Gasoline prices have been steadily climbing for several months, and Americans are feeling the pain at the pump. The possible culprits (from greedy oil execs toMideast turmoil) are as plentiful as the proposed solutions (more offshore drilling, green energy or government reserves). But what is really driving prices up? And what, if anything, can be done about it? Let’s take a moment to fill up on information about our fuel.
汽油价格几个月来都在持续攀升,美国人在加油的时候都能感到一阵心疼。对此可供指责的对象繁多(从贪婪的石油大亨到正在进行的中东风暴),专家们提出来的解决方案也一样不少(比如增加海上矿井的开采、更多绿色能源以及政府的介入等)。但油价上涨的背后推手到底是什么呢?而我们可以采取的应对之策又究竟是什么呢?让我们花点时间来真正认识一下燃油这件事吧:

1. Fighting in Libya is sending gas prices higher.

误解一:利比亚战争导致石油价格上涨

Libya is not a big enough global oil supplier for the battles there to have a meaningful effect on gas prices.
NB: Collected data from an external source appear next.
PR #13039, opened 2026-06-30
`Development`: Rewrite exam room queries without window functions to keep fast server startup

krusche:
### Summary
PR #13013 set `spring.jpa.properties.hibernate.boot.allow_jdbc_metadata_access: false` in production to skip JDBC metadata probing during bootstrap, which noticeably shortens server startup. With that flag disabled, however, the two `ExamRoomRepository` queries that used the SQL window function `ROW_NUMBER() OVER (PARTITION BY ...)` wrapped in a derived `FROM (subquery)` caused the server to no longer start reliably, because Hibernate cannot reliably bootstrap that query pattern without probing the database metadata.

This PR rewrites both queries as plain-SQL `NOT EXISTS` anti-joins. They preserve the exact behavior, compile without any JDBC metadata access, and let us keep the startup-time improvement.

### Motivation and Context
We do not want to lose the startup-time improvement from PR #13013, so we keep `hibernate.boot.allow_jdbc_metadata_access: false`. The only blocker was the window-function-based queries in `ExamRoomRepository`. Removing the `ROW_NUMBER()`/derived-table pattern makes the queries plain, standard SQL that Hibernate compiles without metadata access, so the flag can stay disabled and startup stays fast.

### Description
`ExamRoom`s that share the same `roomNumber` are successive versions of the same physical room, ordered oldest-to-newest by `created_date` and, on ties, by `id`. Two methods needed the latest version per `roomNumber`:

- `findAllIdsOfNewestExamRoomVersions()`
- `findAllCurrentExamRoomsForDistribution()`

Both previously used `ROW_NUMBER() OVER (PARTITION BY er.roomNumber ORDER BY er.createdDate DESC, er.id DESC)` inside a derived sub-query and kept the rows with `rowNumber = 1`.

They are now expressed as a `NOT EXISTS` anti-join: a row is returned exactly when no "newer" row with the same `roomNumber` exists, where "newer" means a greater `(createdDate, id)` pair. This preserves the identical ordering and tie-break semantics:

```sql
WHERE NOT EXISTS (
    SELECT 1 FROM ExamRoom newerVersion
    WHERE newerVersion.roomNumber = er.roomNumber
      AND (newerVersion.createdDate > er.createdDate
           OR (newerVersion.createdDate = er.createdDate AND newerVersion.id > er.id))
)
```

Why this is correct and performant:
- **Exact semantics**: Since `id` is a unique primary key, exactly one row per `roomNumber` survives, identical to `ROW_NUMBER() ... = 1`.
- **The `id` tie-break matters**: `exam_room.created_date` is `datetime(3)` (millisecond resolution), so rapid re-uploads can share a timestamp; the `id` tie-break resolves it.
- **No NULL hazard**: `created_date` is `NOT NULL` at the schema level, so the comparisons never yield `UNKNOWN`.
- **Performance**: `exam_room` is a small table (physical rooms), and the optimizer resolves `NOT EXISTS` to an efficient anti-join. No new index is required. The same `NOT EXISTS (SELECT 1 ...)` idiom is already used by `findAllIdsOfOutdatedAndUnusedExamRooms` in the same repository.

The `findAllIdsOfOutdatedAndUnusedExamRooms` query (which uses a CTE with standard aggregates, not a window function) is unchanged. No behavior visible to end users changes.

#### General

#### Server
- [x] The change is behavior-preserving and is covered by the existing integration tests `ExamRoomIntegrationTest` and `ExamRoomDistributionIntegrationTest` (no new tests needed).

### Steps for Testing
Prerequisites:
- 1 Instructor

1. Log in to Artemis.
2. Navigate to Exam Room administration and upload the same exam-room zip multiple times (creating several versions with the same room number).
3. Open the exam room overview (`GET /api/exam/rooms/overview`) and confirm only the **newest** version of each room number is listed.
4. Create/configure an exam, open the room distribution, and confirm the rooms offered for distribution match the newest versions only.
5. Confirm behavior is identical to before this change.

Startup verification (optional, on a test server):
1. Deploy with `spring.jpa.properties.hibernate.boot.allow_jdbc_metadata_access: false` (production default).
2. Confirm the server starts reliably and the exam room features above work.

#### Server

| ExamRoomRepository.java | 100.00% | 108 |

_Last updated: 2026-06-30 11:17:51 UTC_

### DIFF
--- a/src/main/java/de/tum/cit/aet/artemis/exam/repository/ExamRoomRepository.java
+++ b/src/main/java/de/tum/cit/aet/artemis/exam/repository/ExamRoomRepository.java
@@ -68,46 +68,36 @@ public interface ExamRoomRepository extends ArtemisJpaRepository<ExamRoom, Long>
      * its {@code roomNumber}.
      *
      * <p>
-     * This query uses the SQL window function {@code ROW_NUMBER()} in combination with
-     * the {@code OVER (PARTITION BY ... ORDER BY ...)} clause to identify, for each group of
-     * exam rooms that share the same {@code roomNumber}, which row represents
-     * the latest version.
+     * Exam rooms that share the same {@code roomNumber} are successive versions of the same physical room,
+     * ordered from oldest to newest by {@code createdDate} and, when two versions share the same creation
+     * timestamp (the {@code datetime(3)} column only has millisecond resolution, so rapid re-uploads can
+     * collide), by {@code id}. The latest version is therefore the row for which no other row with the same
+     * {@code roomNumber} has a more recent {@code (createdDate, id)} pair.
      *
      * <p>
-     * <b>Why {@code OVER (PARTITION BY ...)} works:</b><br>
-     * The {@code OVER} clause defines a <i>window</i> — a set of rows related to the current row —
-     * over which a window function (here {@code ROW_NUMBER()}) operates. Unlike aggregate
-     * functions (e.g., {@code MAX()}, {@code COUNT()}), window functions do not collapse rows
-     * into a single result. Instead, each row retains its identity while having access to other rows
-     * in its partition.
-     * <ul>
-     * <li>{@code PARTITION BY er.roomNumber} divides the full result set into
-     * partitions, one per unique room number.</li>
-     * <li>{@code ORDER BY er.createdDate DESC, er.id DESC} orders each partition so that the
-     * most recently created room (and, in case of ties, the one with the highest ID) appears first.</li>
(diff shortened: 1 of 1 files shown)


Claudia-Anthropica (approved):
@krusche The query rewrite looks equivalent to the previous latest-per-room semantics, including the `createdDate`/`id` tie-break. I also checked the linked E2E run behind the stale failing custom status; the run and E2E reporter jobs are green. Approving as-is.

In the 1970s and early 1980s, Libya was a major U.S. supplier, selling us around 700,000 barrels of oil per day. But today, we import less than 50,000 barrels per day from Libya — a tiny fraction of the 9.2 million barrels per day the United States imported in 2010. Worldwide, the story is no different: Of the 86 million barrels consumed globally each day, less than 2 percent come from Moammar Gaddafi’s regime.
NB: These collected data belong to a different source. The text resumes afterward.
PR #579, opened 2024-10-01
FB Network Grid Now Follows IEC 61499 Coordinate System Resolution

azoitl:
With this change the grid resolution can not be changed anymore but is the same size as the difference between to pins of a FB. This results in cleaner drawings and with snap to grid positions of FBs are always in 100 IEC 61499-2 units. To get that also in expanded subapps and groups the top part of them is adjust to use a multiple of the grid size.

### DIFF
--- a/plugins/org.eclipse.fordiac.ide.application/src/org/eclipse/fordiac/ide/application/figures/GroupFigure.java
+++ b/plugins/org.eclipse.fordiac.ide.application/src/org/eclipse/fordiac/ide/application/figures/GroupFigure.java
@@ -20,8 +20,10 @@ import org.eclipse.draw2d.Graphics;
 import org.eclipse.draw2d.GridData;
 import org.eclipse.draw2d.GridLayout;
 import org.eclipse.draw2d.IFigure;
+import org.eclipse.draw2d.MarginBorder;
 import org.eclipse.draw2d.PositionConstants;
 import org.eclipse.draw2d.RoundedRectangle;
+import org.eclipse.draw2d.ToolbarLayout;
 import org.eclipse.draw2d.geometry.Dimension;
 import org.eclipse.draw2d.geometry.Insets;
 import org.eclipse.draw2d.geometry.Rectangle;
@@ -29,6 +31,7 @@ import org.eclipse.fordiac.ide.gef.draw2d.AdvancedLineBorder;
 import org.eclipse.fordiac.ide.gef.figures.AbstractShadowBorder;
 import org.eclipse.fordiac.ide.gef.figures.BorderedRoundedRectangle;
 import org.eclipse.fordiac.ide.gef.preferences.DiagramPreferences;
+import org.eclipse.fordiac.ide.model.CoordinateConverter;
 
 public class GroupFigure extends Figure {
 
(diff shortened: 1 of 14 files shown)


franz-hoepfinger-4diac:
> With this change the grid resolution can not be changed anymore but is the same size as the difference between to pins of a FB. This results in cleaner drawings and with snap to grid positions of FBs are always in 100 IEC 61499-2 units. To get that also in expanded subapps and groups the top part of them is adjust to use a multiple of the grid size.

VERY GOOD !!! long awaited ! Big support from my side.

plugins/org.eclipse.fordiac.ide.application/src/org/eclipse/fordiac/ide/application/figures/SubAppForFbNetworkFigure.java
```diff
@@ -247,15 +249,22 @@ private void addComment() {
...
 
 		commentFigure = new InstanceCommentFigure();
-		commentFigure.setBorder(new AdvancedLineBorder(PositionConstants.SOUTH));
+		final AdvancedLineBorder commentLineSeperator = new AdvancedLineBorder(PositionConstants.SOUTH);
+		commentFigure.setBorder(commentLineSeperator);
 		commentFigure.setCursor(Cursors.SIZEALL);
 		commentContainer.add(commentFigure);
 		refreshComment();
+
+		final int lineHeight = (int) CoordinateConverter.INSTANCE.getLineHeight();
```
oberlehner, line 273: This code looks similar to GroupFigure

plugins/org.eclipse.fordiac.ide.application/src/org/eclipse/fordiac/ide/application/figures/GroupFigure.java
```diff
@@ -68,16 +70,32 @@ private void createMainFigure() {
...
+	private IFigure createCommentFigure() {
 		commentFigure = new InstanceCommentFigure();
 		commentFigure.setCursor(Cursors.SIZEALL);
 		final AdvancedLineBorder commentBorder = new AdvancedLineBorder(PositionConstants.SOUTH);
 		commentFigure.setBorder(commentBorder);
+
+		final Figure commentContainer = new Figure();
+		commentContainer.setLayoutManager(new ToolbarLayout());
+
+		final int lineHeight = (int) CoordinateConverter.INSTANCE.getLineHeight();
```
oberlehner, line 89: what is this doing ? 
Why dont you use top = Math.floor(lineHeight) ?

plugins/org.eclipse.fordiac.ide.application/src/org/eclipse/fordiac/ide/application/figures/SubAppForFbNetworkFigure.java
azoitl: Yes it is similar, but that code need to be adjusted to the individual figure. As the group looks different to subapp and may also change differently I would like to keep that separated.

plugins/org.eclipse.fordiac.ide.application/src/org/eclipse/fordiac/ide/application/figures/GroupFigure.java
azoitl: This code is applying half of the line height above and half of it below the comment text. As we may have an uneven line height we need to compensate for rounding errors. Putting all above the comment would result in a strange look.

oberlehner (approved):

franz-hoepfinger-4diac:
VERY VERY VERY GOOD !!!

this is so cool !!!

image

franz-hoepfinger-4diac:
no more decimals, but fine integer Numbers. So so so good.

franz-hoepfinger-4diac:
i tested, it is VERY COOL ! !!!!!!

So why are gas prices up? Though Gaddafi’s fate is largely irrelevant to the oil market, unrest throughout the greater Middle East is not. The Persian Gulf region produces almost 24 million barrels of oil per day, more than 25 percent of global oil consumption. The Arab spring that has brought protests to Egypt, Saudi Arabia, Bahrain and Yemen makes markets nervous, and when markets fret over a possible disruption to oil supplies, gas prices rise — whether the disruption materializes or not.

事实上利比亚在全球石油供应国中只是小弟弟,那里的战争并不足以决定石油的价格走向。在上世纪70、80年代,利比亚确实曾经是美国石油的主要供应国,每天都大约有70万桶原油从那里卖到美国。但时至今日利比亚就只占美国石油来源中的很小一部分了,2010年美国每天进口的920万桶原油中只有不到5万桶来自利比亚。在世界范围内也是如此。全球每年消耗的8600万桶原油中只有不到2%来自卡扎菲政权。
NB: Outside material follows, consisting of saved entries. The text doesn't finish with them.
PR #582, opened 2024-10-01
Update GitHub Workflow Actions to Their Latest Versions

azoitl:
Dependabot is rather picky with version names, also using the commit hash instead of the version is better for reducing supply-chain attacks. See https://github.com/eclipse/gef-classic/issues/471 for more details.


azoitl:
I think this is not building because release is currently in itself not building. But @MartinMelikMerkumians I think it should still be merged to have better and newer versions of our github actions.

oberlehner (approved):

那么油价上涨跟利比亚有没有关系呢?当然也有。虽然利比亚对油价影响不大,但其所在的中东整体却主宰着全球石油价格的走向。整个波斯湾地区每天出产将近2400万桶石油,占到了全球总量的25%以上。席卷阿拉伯世界的革命浪潮已经让市场感到了紧张气氛。油价的上涨正反映了市场对中东地区可能发生的石油中断输出的忧虑。

2. Tapping the Strategic Petroleum Reserve is a smart way to reduce gas prices.

误解二:要降低油价,动用美国政府的战略石油储备是个良策。

The U.S. government maintains a 727 million-barrel oil reserve — 38 days’ worth at current levels of consumption — to protect against potential supply disruptions. But just about every time prices rise, politicians want to access the oil in the reserve to increase supply and bring prices back down. Sen. Charles Schumer (D-N.Y.), for instance, has been calling for oil releases from the SPR for more than a decade.In a letter to President Bill Clinton in 1999, he endorsed the release of several hundred thousand barrels a day from the SPR because, according to a news release about the letter, oil prices had made a “meteoric ascent to nearly $25 per barrel.”

Had Clinton dipped into the reserve then, as Schumer requested, we almost certainly would have gotten a raw deal. What if that $25-per-barrel oil could be replenished only at $75 per barrel? Tapping the SPR makes the government an oil speculator, and any nation running record deficits that becomes a commodity trader is playing a dangerous game.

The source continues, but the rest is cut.